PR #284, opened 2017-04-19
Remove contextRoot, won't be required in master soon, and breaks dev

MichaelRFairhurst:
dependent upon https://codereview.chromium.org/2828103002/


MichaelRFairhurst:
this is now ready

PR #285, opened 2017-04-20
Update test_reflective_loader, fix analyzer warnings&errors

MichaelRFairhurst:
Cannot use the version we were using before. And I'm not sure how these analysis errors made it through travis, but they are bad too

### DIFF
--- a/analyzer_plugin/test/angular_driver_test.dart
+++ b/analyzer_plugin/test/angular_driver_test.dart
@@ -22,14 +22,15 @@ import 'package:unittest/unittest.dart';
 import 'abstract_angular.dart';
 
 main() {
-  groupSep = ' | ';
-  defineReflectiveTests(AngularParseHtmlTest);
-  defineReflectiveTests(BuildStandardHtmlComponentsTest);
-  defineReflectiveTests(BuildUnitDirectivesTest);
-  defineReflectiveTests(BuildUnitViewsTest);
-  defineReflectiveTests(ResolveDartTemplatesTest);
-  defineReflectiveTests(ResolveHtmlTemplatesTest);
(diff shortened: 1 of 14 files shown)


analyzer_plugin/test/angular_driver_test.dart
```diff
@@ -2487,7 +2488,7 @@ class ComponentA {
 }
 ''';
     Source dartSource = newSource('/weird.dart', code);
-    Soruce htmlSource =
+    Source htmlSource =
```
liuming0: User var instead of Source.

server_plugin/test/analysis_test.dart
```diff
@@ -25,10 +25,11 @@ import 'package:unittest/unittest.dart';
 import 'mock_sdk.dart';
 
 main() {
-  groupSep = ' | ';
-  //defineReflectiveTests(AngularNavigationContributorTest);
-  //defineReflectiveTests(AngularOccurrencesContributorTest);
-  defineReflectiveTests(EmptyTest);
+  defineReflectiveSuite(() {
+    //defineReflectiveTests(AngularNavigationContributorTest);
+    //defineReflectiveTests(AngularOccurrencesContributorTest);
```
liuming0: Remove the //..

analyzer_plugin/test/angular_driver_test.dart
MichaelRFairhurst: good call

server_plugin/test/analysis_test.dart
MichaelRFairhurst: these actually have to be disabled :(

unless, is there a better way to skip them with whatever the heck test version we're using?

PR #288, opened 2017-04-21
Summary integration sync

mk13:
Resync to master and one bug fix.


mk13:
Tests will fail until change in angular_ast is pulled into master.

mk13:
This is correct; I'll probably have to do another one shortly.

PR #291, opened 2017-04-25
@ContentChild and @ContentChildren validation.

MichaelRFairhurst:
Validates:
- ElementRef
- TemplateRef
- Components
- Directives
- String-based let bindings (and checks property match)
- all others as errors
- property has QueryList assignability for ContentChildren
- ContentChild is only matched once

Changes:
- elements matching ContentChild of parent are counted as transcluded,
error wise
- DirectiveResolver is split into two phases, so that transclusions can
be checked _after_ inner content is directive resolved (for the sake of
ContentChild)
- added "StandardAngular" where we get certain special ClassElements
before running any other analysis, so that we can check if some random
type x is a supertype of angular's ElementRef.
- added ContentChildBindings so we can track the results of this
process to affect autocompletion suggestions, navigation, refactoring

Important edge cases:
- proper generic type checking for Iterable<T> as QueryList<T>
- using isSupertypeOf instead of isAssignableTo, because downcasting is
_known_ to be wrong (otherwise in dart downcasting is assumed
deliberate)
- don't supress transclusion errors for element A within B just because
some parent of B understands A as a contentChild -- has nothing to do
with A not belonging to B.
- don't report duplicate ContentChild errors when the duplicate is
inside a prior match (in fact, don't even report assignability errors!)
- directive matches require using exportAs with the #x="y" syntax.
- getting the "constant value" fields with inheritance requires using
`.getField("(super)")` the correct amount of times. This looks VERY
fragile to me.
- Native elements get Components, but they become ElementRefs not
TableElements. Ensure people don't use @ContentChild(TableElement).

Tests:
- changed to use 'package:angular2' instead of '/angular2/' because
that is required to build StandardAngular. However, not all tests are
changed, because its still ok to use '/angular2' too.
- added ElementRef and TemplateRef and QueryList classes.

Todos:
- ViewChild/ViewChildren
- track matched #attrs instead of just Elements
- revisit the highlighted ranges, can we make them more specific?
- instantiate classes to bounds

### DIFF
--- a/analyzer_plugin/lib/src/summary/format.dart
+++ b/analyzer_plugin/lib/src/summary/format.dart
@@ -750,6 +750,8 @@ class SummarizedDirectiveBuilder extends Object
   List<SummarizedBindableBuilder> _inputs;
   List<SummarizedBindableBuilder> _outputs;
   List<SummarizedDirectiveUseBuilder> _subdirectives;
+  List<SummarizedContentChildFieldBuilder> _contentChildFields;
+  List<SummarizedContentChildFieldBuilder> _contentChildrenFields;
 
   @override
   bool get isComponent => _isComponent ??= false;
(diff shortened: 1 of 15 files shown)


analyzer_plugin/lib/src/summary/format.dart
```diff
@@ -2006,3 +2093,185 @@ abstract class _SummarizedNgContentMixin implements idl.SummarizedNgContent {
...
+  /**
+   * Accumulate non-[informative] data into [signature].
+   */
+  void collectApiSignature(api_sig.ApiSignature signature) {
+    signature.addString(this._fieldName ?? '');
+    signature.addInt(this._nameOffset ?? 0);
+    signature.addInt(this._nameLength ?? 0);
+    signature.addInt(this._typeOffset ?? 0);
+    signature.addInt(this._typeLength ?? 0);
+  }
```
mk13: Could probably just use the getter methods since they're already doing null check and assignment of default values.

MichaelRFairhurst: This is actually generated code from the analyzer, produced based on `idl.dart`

------------------------------------------------------------

- What to work on
Return all lines from the data above with "AngularNavigationContributorTest" in them.

- Your solution
-  //defineReflectiveTests(AngularNavigationContributorTest);
+    //defineReflectiveTests(AngularNavigationContributorTest);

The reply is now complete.